Among the lines of the data, copy those that hold "standard".

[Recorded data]
◆ ◆ ◆ ◆ ◆
PR #1265, opened 2019-09-24
Make TLS test group aware of key import and type capabilities.

dcgaws:
This change improves TLS test group compatibility with secure element-equipped boards by respecting capability configuration settings for key import, ECDSA, and RSA.

### DIFF
--- a/libraries/freertos_plus/standard/tls/test/iot_test_tls.c
+++ b/libraries/freertos_plus/standard/tls/test/iot_test_tls.c
@@ -80,11 +80,15 @@ TEST_TEAR_DOWN( Full_TLS )
 
 TEST_GROUP_RUNNER( Full_TLS )
 {
-    RUN_TEST_CASE( Full_TLS, AFQP_TLS_ConnectEC );
-    RUN_TEST_CASE( Full_TLS, AFQP_TLS_ConnectRSA );
-    RUN_TEST_CASE( Full_TLS, AFQP_TLS_ConnectMalformedCert );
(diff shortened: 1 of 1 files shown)


libraries/freertos_plus/standard/tls/test/iot_test_tls.c
```diff
@@ -80,11 +80,15 @@ TEST_TEAR_DOWN( Full_TLS )
...
-    RUN_TEST_CASE( Full_TLS, AFQP_TLS_ConnectUntrustedCert );
-    RUN_TEST_CASE( Full_TLS, AFQP_TLS_ConnectBYOCCredentials );
+    RUN_TEST_CASE( Full_TLS, AFQP_TLS_ConnectDefault );
+    #if ( pkcs11configIMPORT_PRIVATE_KEYS_SUPPORTED == 1 )
+        #ifdef pkcs11testEC_KEY_SUPPORT
+            RUN_TEST_CASE( Full_TLS, AFQP_TLS_ConnectEC );
+        #endif
+        RUN_TEST_CASE( Full_TLS, AFQP_TLS_ConnectMalformedCert );
+        RUN_TEST_CASE( Full_TLS, AFQP_TLS_ConnectUntrustedCert );
+        RUN_TEST_CASE( Full_TLS, AFQP_TLS_ConnectBYOCCredentials );
```
alexa-noxon: Should we add BYOC credentials to the EC test support?

I'm on the fence about this, since technically it depends on what gets generated into the header files.  But device tester generates EC ones, correct?

dcgaws: Good catch - I updated.

PR #1267, opened 2019-09-24
Fix: CMake for Nordic

ravibhagavandas:
Make Cmake for Nordic working.

Description
-----------
Following changes are done:

* Include all Nordic SDK files
* Override the default compiler and assembler commands to have SES specific compiling and assembler steps.
* Fixes compiler/linker path and options in CMakefile
* Include compiler specific libc libraries under linker libraries.

Checklist:
----------

- [ ] My code is Linted.

### DIFF
--- a/vendors/nordic/boards/nrf52840-dk/CMakeLists.txt
+++ b/vendors/nordic/boards/nrf52840-dk/CMakeLists.txt
@@ -86,6 +86,7 @@ target_compile_definitions(
 
 set(c_flags
     "-std=gnu99"
+    "-O0"
     "-g"
     "-fmessage-length=0"
     "-fno-diagnostics-show-caret"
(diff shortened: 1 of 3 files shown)


vendors/nordic/boards/nrf52840-dk/CMakeLists.txt
```diff
@@ -68,25 +80,79 @@ set(
...
-"-Map Output/Debug/Exe/aws_tests.map"
-"-u_vectors"
-"-o Output/Debug/Exe/aws_tests.elf"
-"--emit-relocs"
---start-group "@/home/ANT.AMAZON.COM/hbouvier/Desktop/afr-dev/amazon-freertos/vendors/nordic/boards/nrf52840-dk/aws_tests/ses/Output/aws_tests Debug/Obj/aws_tests.ind" --end-group
+    INTERFACE
+    ${defined_symbols}
 )
 
+set(c_flags
```
yuhui-zheng: I'm not sure whether in our CMake structure, there's a way to pass in optimization level flag. If no, I would explicitly call out "no optimization". This way user at least knows where to modify if they want to change optimization level.

ravibhagavandas: Good point. Added optimization level to 0.

PR #1297, opened 2019-09-27
enhance API doc for uart

qiutongs:
Description
-----------

enhance API doc for uart

Checklist:
----------

- [ ] My code is Linted.

### DIFF
--- a/libraries/abstractions/common_io/include/iot_uart.h
+++ b/libraries/abstractions/common_io/include/iot_uart.h
@@ -155,7 +155,7 @@ void iot_uart_set_callback( IotUARTHandle_t const pxUartPeripheral,
 /**
  * @brief Starts receiving the data from UART synchronously.
  *
- * This function attempts to read certain number of bytes from slave device to a pre-allocated buffer, in synchronous way.
+ * This function attempts to read certain number of bytes from transmitter device to a pre-allocated buffer, in synchronous way.
  * Partial read might happen, e.g. no more data is available.
  * And the number of bytes that have been actually read can be obtained by calling iot_uart_ioctl.
  *
@@ -186,8 +186,8 @@ int32_t iot_uart_read_sync( IotUARTHandle_t const pxUartPeripheral,
 /**
  * @brief Starts the transmission of data from UART synchronously.
  *
- * This function attempts to write certain number of bytes from a pre-allocated buffer to a slave device, in synchronous way.
- * Partial write might happen, e.g. slave device unable to receive more data.
+ * This function attempts to write certain number of bytes from a pre-allocated buffer to a receiver device, in synchronous way.
+ * Partial write might happen, e.g. receiver device unable to receive more data.
  * And the number of bytes that have been actually written can be obtained by calling iot_uart_ioctl.
  *
  * @warning None of other read or write functions shall be called during this function.
@@ -244,7 +244,7 @@ int32_t iot_uart_read_async( IotUARTHandle_t const pxUartPeripheral,
 /**
  * @brief Starts the transmission of data from UART asynchronously.
  *
- * This function attempts to write certain number of bytes from a pre-allocated buffer to a slave device, in asynchronous way.
+ * This function attempts to write certain number of bytes from a pre-allocated buffer to a receiver device, in asynchronous way.
  * It returns immediately when the operation is started and the status can be check by calling iot_uart_ioctl.
  * Once the operation completes, successful or not, the user callback will be invoked.
  *
--- a/libraries/abstractions/common_io/include/iot_uart.h
+++ b/libraries/abstractions/common_io/include/iot_uart.h
@@ -24,7 +24,7 @@
  */
 
 /**
- * @file iot_uart.h
+ * @file IOT_UART.h
  * @brief File for the HAL APIs of UART called by application layer.
  */
 #ifndef _IOT_UART_H_
@@ -35,7 +35,7 @@
 #include <stdint.h>
 
 /**
- * @defgroup iot_uart UART Abstraction APIs.
+ * @defgroup IOT_UART UART Abstraction APIs.
  * @{
  */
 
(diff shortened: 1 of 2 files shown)


libraries/abstractions/common_io/include/iot_uart.h
```diff
@@ -47,34 +47,35 @@
...
-#define IOT_UART_READ_FAILED               ( 3 )
-#define IOT_UART_BUSY                      ( 4 )
-#define IOT_UART_NOTHING_TO_CANCEL         ( 5 )
-#define IOT_UART_FUNCTION_NOT_SUPPORTED    ( 6 )
+#define IOT_UART_SUCCESS                   ( 0 ) /*!< UART operation completed successfully. */
+#define IOT_UART_INVALID_VALUE             ( 1 ) /*!< At least one parameter is invalid. */
+#define IOT_UART_WRITE_FAILED              ( 2 ) /*!< UART driver returns error when performing write operation. */
+#define IOT_UART_READ_FAILED               ( 3 ) /*!< UART driver returns error when performing read operation. */
+#define IOT_UART_BUSY                      ( 4 ) /*!< UART bus is busy at current time. */
+#define IOT_UART_NOTHING_TO_CANCEL         ( 5 ) /*!< No ongoing receiving or transmitting when cancel operation is performed. */
```
lundinc2: nit: operation instead of receiving or transmitting

libraries/abstractions/common_io/include/iot_uart.h
```diff
@@ -116,23 +117,32 @@ typedef struct
...
- * function callback with the state of the transaction. The callback function and the parameters
- * for the state of the callback are set using iot_uart_set_callback.
- * The application should call this function with the callback function and its parameters.
+ * The callback is guaranteed to be invoked when the current asynchronous operation completes, either successful or failed.
+ * This simply provides a notification mechanism to user's application. It has no impact if the callback is not set.
+ *
+ * @note This callback will not be invoked when synchronous operation completes.
+ * @note This callback is per handle. Each instance has its own callback.
+ * @note Single callback is used for both read_async and write_async. Newly set callback overrides the one previously set.
+ * @warning If the input handle is invalid, this function silently takes no action.
```
lundinc2: Something I believe we should do for all common-io callback functions: We should specify if the user can pass in a  null callback, and if they can pass in a null user context. IMO they should be able to do both. Thoughts?

libraries/abstractions/common_io/include/iot_uart.h
qiutongs: ok

libraries/abstractions/common_io/include/iot_uart.h
qiutongs: Yes, they can do both. That is why I say "If the input handle is invalid, this function silently takes no action."

Do you have better suggestion?

lundinc2: I think the other two inputs should be able to be set to null is what I mean

libraries/abstractions/common_io/include/iot_uart.h
```diff
@@ -116,23 +117,32 @@ typedef struct
 } IotUARTConfig_t;
 
 /**
- * @brief Initializes the UART peripheral of the board with default configuration.
+ * @brief Initializes the UART peripheral of the board.
```
vjjunnut: For IotUARTConfig_t data structure above. I think we need to make the variables more optimized and update the documentation. 

1) ulParity can be 8 bit -> ucParity, and update the documentation to be "0-> no parity,  1-> even parity and 2->odd_parity"

2) ulWordLength -> It can be ucWordLength as the max word length cannot be more than 4095 bits anyway.

3) ulStopbits -> It can be uint8_t -> ucStopbits as the max bits cannot be more than 4095. Also clarify 0 means no stop bits, 1 means 1 stop bit etc..

4) ulFlowControl -> change to uint8_t -> ucFlowControl -> 0 means disabled, 1 means enabled.

libraries/abstractions/common_io/include/iot_uart.h
qiutongs: I see. Will update.

libraries/abstractions/common_io/include/iot_uart.h
qiutongs: Will update.

libraries/abstractions/common_io/include/iot_uart.h
```diff
@@ -108,74 +109,102 @@ typedef enum
...
+ *
+ * @note This callback will not be invoked when synchronous operation completes.
+ * @note This callback is per handle. Each instance has its own callback.
+ * @note Single callback is used for both read_async and write_async. Newly set callback overrides the one previously set.
+ * @warning If the input handle is invalid, this function silently takes no action.
  *
  * @param[in] pxUartPeripheral The peripheral handle returned in the open() call.
- * @param[in] xCallback The callback function to be called on completion of transaction.
- * @param[in] pvUserContext The user context to be passed back when callback is called.
+ * @param[in] xCallback The callback function to be called on completion of transaction (This can be NULL).
```
vjjunnut: Why do we have to say it can be NULL? If its NULL, then the function is a no-op

libraries/abstractions/common_io/include/iot_uart.h
```diff
@@ -108,74 +109,102 @@ typedef enum
...
 void iot_uart_set_callback( IotUARTHandle_t const pxUartPeripheral,
                             IotUARTCallback_t xCallback,
                             void * pvUserContext );
 
 /**
- * @brief Starts receiving the data from UART synchronously i.e. this is a
- * blocking call.
+ * @brief Starts receiving the data from UART synchronously.
+ *
+ * This function attempts to read certain number of bytes from slave device to a pre-allocated buffer, in synchronous way.
```
vjjunnut: There is a no slave device in UART. Can we please change this to "read certain number of bytes from receiver"?

libraries/abstractions/common_io/include/iot_uart.h
```diff
@@ -108,74 +109,102 @@ typedef enum
...
 
 /**
- * @brief Starts the transmission of data from UART synchronously i.e. this is a
- * blocking call.
+ * @brief Starts the transmission of data from UART synchronously.
  *
- * The application should call this function to start synchronous write.
- * The application should also give the address of the buffer to send the data
- * from with number of bytes to write.
+ * This function attempts to write certain number of bytes from a pre-allocated buffer to a slave device, in synchronous way.
```
vjjunnut: Please remove slave device

libraries/abstractions/common_io/include/iot_uart.h
```diff
@@ -108,74 +109,102 @@ typedef enum
...
+ * Partial write might happen, e.g. slave device unable to receive more data.
```
vjjunnut: Same here.

libraries/abstractions/common_io/include/iot_uart.h
```diff
@@ -203,16 +244,29 @@ int32_t iot_uart_read_async( IotUARTHandle_t const pxUartPeripheral,
 /**
  * @brief Starts the transmission of data from UART asynchronously.
  *
- * The application should call this function to start asynchronous write.
- * The application should also give the address of the buffer to send the data
- * from; with number of bytes to write.
+ * This function attempts to write certain number of bytes from a pre-allocated buffer to a slave device, in asynchronous way.
```
vjjunnut: please remove slave device

libraries/abstractions/common_io/include/iot_uart.h
lundinc2: IMO in case an implementation assumes that the callback could never be NULL and a user tries to change it to NULL for a no-op. I think it is a valid case that an application wants to change the callback to NULL without closing the handle. What are your thoughts?

vjjunnut: Yes, understood that it can be NULL for no-op or not set the callback are the same. But do we need to specify that "This can be NULL"?

lundinc2: I think we should or add a test in order to enforce the behavior

libraries/abstractions/common_io/include/iot_uart.h
qiutongs: Oh yeah. I copied some words from I2C doc. I will remove all the slave. Thanks for catching this.

qiutongs: And I believe you meant "read certain number of bytes from transmitter"

libraries/abstractions/common_io/include/iot_uart.h
qiutongs: ok

libraries/abstractions/common_io/include/iot_uart.h
qiutongs: ok

libraries/abstractions/common_io/include/iot_uart.h
qiutongs: ok

libraries/abstractions/common_io/include/iot_uart.h
vjjunnut: looks good.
◆ ◆ ◆ ◆ ◆
> _Reply to the task_:
--- a/libraries/freertos_plus/standard/tls/test/iot_test_tls.c
+++ b/libraries/freertos_plus/standard/tls/test/iot_test_tls.c
libraries/freertos_plus/standard/tls/test/iot_test_tls.c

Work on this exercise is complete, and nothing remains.